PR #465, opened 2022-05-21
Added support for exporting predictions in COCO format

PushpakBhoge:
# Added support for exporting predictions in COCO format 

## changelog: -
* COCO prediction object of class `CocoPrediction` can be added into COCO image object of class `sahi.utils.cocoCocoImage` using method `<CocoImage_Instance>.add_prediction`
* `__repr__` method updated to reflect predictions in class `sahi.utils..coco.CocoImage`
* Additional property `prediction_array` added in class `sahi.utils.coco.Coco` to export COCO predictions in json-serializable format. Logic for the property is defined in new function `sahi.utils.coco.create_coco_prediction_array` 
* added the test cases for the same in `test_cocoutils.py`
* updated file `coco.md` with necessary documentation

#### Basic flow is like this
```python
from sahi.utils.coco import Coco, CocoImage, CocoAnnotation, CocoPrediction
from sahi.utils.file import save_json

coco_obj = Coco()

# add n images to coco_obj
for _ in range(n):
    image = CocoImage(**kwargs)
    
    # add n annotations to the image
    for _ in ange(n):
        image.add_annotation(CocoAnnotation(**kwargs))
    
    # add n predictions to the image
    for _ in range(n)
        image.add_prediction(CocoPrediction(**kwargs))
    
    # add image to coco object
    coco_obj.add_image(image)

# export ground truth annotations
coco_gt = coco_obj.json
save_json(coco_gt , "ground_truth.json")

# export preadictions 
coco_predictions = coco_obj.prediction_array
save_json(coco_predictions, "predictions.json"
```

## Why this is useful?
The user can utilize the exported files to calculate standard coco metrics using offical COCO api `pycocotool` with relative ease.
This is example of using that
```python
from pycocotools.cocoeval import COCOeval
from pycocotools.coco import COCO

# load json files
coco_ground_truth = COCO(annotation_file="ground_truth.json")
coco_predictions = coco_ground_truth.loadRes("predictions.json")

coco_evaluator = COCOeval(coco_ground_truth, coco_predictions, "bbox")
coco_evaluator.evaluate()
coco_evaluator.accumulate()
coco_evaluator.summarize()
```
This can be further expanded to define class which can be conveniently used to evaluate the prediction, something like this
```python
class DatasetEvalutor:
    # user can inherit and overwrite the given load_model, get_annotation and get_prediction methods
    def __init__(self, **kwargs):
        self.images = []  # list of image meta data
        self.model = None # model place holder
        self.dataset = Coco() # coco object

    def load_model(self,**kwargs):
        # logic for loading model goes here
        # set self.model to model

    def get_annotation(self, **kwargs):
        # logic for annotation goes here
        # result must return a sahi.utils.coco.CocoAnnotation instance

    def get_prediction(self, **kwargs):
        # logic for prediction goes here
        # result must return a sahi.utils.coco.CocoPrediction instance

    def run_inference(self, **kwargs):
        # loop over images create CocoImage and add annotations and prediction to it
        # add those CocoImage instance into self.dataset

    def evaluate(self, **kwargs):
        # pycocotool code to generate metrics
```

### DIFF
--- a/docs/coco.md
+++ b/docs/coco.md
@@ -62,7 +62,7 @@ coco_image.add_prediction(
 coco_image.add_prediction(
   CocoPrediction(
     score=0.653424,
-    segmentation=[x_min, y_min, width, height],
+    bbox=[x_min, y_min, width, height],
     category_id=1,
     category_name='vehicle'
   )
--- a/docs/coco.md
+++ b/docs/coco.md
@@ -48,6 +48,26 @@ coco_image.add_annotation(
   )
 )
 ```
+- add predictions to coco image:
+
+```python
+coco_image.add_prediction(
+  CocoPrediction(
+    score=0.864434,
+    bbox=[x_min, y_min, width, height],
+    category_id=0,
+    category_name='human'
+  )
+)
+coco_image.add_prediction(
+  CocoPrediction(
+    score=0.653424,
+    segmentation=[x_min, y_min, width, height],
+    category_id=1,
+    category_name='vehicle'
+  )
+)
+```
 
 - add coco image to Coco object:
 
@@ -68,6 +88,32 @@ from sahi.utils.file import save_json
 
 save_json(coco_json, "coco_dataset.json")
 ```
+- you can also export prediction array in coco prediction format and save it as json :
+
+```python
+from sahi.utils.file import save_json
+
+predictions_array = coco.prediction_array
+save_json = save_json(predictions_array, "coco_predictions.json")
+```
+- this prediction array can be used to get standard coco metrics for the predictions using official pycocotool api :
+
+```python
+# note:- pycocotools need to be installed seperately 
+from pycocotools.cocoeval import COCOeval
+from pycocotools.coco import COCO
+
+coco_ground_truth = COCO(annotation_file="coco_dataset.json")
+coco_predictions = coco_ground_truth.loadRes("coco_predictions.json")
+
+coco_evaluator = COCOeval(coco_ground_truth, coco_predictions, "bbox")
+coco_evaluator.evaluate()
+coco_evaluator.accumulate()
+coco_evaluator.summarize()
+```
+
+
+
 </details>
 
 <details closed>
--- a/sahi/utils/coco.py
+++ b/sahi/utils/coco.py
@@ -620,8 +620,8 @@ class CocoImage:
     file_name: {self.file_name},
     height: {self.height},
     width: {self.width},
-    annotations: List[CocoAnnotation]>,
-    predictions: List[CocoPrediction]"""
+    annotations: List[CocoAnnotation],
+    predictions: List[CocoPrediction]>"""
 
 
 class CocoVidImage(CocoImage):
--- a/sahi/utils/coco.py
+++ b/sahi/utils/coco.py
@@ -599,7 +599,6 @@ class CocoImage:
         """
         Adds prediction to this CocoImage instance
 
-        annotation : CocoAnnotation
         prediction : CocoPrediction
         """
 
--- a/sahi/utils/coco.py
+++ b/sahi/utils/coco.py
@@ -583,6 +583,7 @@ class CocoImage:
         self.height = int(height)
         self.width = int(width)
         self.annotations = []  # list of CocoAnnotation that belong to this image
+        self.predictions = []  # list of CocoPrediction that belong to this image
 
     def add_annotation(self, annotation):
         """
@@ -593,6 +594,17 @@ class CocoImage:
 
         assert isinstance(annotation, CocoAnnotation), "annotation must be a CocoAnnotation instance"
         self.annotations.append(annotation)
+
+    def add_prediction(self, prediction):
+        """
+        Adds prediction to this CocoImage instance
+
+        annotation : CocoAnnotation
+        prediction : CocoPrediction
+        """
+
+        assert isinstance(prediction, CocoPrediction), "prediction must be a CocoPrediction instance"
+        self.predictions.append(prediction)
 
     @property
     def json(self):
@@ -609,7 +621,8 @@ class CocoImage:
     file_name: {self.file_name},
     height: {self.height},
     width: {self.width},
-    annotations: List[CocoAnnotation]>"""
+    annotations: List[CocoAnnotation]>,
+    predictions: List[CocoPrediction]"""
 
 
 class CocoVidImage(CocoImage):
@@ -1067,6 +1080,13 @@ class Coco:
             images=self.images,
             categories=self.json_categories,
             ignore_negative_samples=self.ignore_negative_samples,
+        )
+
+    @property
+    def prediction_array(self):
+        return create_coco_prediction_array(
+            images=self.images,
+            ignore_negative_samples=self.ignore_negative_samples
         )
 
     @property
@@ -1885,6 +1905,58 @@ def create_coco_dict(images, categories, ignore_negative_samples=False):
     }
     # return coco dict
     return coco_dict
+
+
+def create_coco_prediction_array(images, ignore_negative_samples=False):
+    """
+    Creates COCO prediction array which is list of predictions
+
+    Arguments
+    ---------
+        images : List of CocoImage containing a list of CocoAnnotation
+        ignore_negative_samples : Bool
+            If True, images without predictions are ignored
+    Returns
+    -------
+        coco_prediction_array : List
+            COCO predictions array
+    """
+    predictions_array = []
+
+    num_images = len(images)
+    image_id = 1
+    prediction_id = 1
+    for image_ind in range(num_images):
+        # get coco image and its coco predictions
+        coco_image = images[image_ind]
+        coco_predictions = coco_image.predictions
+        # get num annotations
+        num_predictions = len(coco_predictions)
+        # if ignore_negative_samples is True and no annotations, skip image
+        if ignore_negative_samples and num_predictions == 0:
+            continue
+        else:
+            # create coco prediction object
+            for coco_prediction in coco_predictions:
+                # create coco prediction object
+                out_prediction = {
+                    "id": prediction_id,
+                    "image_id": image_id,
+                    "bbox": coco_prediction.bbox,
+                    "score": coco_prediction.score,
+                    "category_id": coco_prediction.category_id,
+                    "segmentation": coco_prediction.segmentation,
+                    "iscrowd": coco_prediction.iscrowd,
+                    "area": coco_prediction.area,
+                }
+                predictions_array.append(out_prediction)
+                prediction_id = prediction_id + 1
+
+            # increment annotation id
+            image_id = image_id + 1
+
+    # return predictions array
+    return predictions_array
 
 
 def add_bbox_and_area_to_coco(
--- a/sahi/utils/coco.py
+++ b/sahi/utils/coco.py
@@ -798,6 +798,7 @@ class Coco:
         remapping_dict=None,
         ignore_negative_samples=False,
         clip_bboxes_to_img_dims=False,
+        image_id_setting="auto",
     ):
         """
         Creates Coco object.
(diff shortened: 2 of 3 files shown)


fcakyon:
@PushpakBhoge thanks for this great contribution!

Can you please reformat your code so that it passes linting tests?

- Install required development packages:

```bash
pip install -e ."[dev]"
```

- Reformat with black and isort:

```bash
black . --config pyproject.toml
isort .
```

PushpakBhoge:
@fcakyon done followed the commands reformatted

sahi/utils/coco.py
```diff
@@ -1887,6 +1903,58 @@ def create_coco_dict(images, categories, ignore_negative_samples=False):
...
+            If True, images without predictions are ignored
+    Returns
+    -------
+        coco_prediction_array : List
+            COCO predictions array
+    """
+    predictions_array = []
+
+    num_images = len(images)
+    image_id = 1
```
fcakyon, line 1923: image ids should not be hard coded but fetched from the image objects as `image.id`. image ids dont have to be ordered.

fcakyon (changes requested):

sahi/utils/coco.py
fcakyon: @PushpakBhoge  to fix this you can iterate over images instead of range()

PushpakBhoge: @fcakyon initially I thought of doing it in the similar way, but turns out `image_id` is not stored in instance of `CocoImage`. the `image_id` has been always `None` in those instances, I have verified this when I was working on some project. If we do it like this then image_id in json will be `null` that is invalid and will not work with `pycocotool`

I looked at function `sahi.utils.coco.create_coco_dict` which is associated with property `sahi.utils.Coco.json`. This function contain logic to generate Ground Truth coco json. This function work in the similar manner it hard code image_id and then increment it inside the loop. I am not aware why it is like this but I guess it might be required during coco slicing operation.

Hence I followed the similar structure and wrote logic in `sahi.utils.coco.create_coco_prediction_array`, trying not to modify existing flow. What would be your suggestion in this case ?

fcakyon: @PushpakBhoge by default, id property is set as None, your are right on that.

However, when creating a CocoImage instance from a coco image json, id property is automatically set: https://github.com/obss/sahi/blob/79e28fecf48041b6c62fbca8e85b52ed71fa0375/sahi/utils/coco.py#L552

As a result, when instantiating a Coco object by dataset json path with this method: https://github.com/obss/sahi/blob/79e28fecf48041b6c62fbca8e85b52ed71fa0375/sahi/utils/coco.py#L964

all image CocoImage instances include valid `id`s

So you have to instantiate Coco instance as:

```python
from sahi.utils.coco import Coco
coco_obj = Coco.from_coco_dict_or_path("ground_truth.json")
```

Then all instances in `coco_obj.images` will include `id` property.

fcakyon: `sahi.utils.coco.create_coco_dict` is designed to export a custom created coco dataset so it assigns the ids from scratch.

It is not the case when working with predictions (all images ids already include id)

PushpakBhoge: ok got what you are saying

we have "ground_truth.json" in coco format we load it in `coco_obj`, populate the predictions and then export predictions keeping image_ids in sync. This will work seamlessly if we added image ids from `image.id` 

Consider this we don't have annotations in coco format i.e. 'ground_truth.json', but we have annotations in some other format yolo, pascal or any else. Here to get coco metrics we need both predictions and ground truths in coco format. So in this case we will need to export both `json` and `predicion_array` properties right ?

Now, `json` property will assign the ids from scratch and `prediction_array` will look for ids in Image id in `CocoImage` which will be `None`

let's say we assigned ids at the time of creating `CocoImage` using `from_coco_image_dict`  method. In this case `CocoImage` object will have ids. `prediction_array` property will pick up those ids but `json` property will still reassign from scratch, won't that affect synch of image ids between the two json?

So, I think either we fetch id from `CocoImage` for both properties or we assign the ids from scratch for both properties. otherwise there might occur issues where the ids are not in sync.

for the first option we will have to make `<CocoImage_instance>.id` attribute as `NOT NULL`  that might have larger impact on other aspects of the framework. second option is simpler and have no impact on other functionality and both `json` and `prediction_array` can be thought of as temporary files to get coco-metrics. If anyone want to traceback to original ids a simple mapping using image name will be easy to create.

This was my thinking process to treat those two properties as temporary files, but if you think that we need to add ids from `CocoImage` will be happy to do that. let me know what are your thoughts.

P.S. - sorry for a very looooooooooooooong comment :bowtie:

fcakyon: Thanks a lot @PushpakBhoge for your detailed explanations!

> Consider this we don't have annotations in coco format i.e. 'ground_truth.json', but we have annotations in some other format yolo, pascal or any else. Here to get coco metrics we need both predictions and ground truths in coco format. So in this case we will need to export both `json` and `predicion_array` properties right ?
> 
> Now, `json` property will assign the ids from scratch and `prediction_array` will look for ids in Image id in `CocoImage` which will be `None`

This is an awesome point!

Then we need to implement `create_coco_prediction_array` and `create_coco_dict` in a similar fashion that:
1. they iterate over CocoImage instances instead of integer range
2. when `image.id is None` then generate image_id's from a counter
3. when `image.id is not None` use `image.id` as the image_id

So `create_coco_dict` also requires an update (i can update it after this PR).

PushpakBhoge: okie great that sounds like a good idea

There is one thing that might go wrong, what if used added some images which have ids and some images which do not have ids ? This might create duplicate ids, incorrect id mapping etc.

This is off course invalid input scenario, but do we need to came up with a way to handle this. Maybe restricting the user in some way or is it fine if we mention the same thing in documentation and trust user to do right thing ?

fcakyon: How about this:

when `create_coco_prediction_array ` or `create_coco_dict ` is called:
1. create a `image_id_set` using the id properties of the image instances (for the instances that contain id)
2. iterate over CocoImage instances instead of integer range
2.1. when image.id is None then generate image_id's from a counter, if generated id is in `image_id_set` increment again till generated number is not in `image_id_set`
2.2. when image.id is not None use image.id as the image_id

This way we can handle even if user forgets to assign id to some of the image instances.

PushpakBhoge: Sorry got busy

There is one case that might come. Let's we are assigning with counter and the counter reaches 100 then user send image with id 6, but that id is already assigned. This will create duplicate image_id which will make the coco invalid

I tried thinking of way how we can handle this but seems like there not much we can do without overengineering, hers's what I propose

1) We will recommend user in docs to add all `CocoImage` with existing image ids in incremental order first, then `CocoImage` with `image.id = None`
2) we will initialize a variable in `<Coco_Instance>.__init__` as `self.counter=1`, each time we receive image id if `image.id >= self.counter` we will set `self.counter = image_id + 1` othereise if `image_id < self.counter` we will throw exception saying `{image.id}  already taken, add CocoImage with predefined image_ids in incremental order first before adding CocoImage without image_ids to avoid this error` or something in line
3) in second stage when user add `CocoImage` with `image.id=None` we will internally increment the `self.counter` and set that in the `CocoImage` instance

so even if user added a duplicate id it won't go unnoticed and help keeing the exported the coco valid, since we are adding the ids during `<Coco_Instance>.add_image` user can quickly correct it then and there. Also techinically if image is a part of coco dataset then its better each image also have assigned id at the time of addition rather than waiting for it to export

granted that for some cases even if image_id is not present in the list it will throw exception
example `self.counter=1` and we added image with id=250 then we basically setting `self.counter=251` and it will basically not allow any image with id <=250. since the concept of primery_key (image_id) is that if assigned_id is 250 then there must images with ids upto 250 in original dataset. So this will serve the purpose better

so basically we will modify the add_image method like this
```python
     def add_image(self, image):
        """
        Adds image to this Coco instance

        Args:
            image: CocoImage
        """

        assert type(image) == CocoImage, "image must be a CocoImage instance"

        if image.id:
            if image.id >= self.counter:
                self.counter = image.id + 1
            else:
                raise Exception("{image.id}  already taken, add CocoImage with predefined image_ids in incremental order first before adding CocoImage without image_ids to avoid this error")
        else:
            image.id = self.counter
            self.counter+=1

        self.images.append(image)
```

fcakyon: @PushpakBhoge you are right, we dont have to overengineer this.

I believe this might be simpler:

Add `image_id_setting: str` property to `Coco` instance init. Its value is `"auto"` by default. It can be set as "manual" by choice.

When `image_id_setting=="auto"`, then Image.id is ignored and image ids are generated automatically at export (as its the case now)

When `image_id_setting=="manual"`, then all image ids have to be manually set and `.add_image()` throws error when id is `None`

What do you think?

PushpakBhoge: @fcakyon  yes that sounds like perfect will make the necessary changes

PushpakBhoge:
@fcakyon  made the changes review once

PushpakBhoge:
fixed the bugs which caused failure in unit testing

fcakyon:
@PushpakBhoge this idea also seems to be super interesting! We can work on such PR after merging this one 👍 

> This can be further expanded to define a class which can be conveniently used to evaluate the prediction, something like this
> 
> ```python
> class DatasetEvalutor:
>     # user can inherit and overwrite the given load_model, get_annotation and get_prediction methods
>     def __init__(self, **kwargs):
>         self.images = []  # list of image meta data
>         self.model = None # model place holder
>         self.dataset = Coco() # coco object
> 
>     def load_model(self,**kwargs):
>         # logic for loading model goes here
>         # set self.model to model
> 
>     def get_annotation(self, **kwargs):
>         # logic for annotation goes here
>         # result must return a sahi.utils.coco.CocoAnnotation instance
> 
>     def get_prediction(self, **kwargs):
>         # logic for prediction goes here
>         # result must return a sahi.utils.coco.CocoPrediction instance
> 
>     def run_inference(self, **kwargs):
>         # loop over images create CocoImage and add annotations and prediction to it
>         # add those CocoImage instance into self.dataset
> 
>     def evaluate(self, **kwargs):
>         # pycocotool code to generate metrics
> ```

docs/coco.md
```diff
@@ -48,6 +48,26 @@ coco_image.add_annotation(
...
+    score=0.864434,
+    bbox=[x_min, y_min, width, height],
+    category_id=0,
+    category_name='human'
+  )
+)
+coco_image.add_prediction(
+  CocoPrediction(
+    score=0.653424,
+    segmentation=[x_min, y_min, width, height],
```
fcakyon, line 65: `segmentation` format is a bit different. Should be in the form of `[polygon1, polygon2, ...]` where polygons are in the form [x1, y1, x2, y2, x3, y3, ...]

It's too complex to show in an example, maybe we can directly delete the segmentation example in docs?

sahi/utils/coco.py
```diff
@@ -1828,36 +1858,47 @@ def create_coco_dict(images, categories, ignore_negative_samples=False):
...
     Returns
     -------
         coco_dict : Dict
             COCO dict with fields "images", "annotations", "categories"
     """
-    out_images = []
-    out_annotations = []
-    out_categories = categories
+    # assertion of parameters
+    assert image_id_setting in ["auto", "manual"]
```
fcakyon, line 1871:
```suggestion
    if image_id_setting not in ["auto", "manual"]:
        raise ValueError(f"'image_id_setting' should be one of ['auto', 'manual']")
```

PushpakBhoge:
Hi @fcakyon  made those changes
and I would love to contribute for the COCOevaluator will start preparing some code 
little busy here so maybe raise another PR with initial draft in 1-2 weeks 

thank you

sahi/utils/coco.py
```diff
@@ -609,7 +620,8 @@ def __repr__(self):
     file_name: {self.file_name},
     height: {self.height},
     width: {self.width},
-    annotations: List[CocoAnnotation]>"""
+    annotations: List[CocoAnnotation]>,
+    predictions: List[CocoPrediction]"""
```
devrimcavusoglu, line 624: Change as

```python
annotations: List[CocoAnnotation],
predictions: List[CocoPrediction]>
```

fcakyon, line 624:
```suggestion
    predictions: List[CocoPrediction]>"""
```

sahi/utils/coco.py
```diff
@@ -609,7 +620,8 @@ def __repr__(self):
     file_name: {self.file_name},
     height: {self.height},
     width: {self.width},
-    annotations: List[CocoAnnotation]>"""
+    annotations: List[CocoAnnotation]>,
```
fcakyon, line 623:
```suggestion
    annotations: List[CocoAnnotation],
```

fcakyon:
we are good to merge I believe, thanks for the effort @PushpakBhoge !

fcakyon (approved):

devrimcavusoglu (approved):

····················

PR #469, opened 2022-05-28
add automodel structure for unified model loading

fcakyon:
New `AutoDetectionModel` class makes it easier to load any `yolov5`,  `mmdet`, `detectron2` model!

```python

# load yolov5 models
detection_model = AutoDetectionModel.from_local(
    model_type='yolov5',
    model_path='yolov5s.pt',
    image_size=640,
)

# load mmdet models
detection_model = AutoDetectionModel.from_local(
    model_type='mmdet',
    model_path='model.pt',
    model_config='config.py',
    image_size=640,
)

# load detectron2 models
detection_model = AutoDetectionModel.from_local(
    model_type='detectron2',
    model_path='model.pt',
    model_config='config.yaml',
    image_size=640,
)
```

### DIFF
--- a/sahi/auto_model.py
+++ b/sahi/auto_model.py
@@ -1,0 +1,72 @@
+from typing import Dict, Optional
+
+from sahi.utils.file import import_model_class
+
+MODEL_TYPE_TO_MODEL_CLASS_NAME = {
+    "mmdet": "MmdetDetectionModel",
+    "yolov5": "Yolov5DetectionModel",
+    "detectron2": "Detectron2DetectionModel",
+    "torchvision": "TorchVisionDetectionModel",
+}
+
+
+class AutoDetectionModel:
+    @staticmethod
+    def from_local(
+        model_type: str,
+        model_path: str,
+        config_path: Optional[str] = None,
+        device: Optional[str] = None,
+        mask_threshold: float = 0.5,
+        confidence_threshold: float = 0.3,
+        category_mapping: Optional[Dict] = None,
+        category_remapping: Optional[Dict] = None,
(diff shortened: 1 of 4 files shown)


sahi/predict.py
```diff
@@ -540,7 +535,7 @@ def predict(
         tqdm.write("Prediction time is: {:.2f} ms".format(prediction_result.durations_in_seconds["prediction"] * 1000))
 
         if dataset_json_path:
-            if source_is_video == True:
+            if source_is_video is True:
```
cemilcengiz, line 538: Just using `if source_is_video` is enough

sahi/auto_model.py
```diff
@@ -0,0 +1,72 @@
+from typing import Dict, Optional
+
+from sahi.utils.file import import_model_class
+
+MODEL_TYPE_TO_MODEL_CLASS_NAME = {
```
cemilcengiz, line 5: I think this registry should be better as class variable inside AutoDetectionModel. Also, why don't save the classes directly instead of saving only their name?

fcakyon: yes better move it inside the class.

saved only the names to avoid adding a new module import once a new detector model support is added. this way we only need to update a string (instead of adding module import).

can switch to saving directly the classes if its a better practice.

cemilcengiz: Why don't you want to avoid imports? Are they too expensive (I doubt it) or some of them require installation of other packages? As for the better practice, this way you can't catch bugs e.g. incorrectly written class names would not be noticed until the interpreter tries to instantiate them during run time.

····················

Your objective ->
Above are the entries. Output exactly the lines beginning with the line that has "sahi/predict.py" and ending with the line that has "can switch to".

Task solution ->
sahi/predict.py
```diff
@@ -540,7 +535,7 @@ def predict(
         tqdm.write("Prediction time is: {:.2f} ms".format(prediction_result.durations_in_seconds["prediction"] * 1000))
 
         if dataset_json_path:
-            if source_is_video == True:
+            if source_is_video is True:
```
cemilcengiz, line 538: Just using `if source_is_video` is enough

sahi/auto_model.py
```diff
@@ -0,0 +1,72 @@
+from typing import Dict, Optional
+
+from sahi.utils.file import import_model_class
+
+MODEL_TYPE_TO_MODEL_CLASS_NAME = {
```
cemilcengiz, line 5: I think this registry should be better as class variable inside AutoDetectionModel. Also, why don't save the classes directly instead of saving only their name?

fcakyon: yes better move it inside the class.

saved only the names to avoid adding a new module import once a new detector model support is added. this way we only need to update a string (instead of adding module import).

can switch to saving directly the classes if its a better practice.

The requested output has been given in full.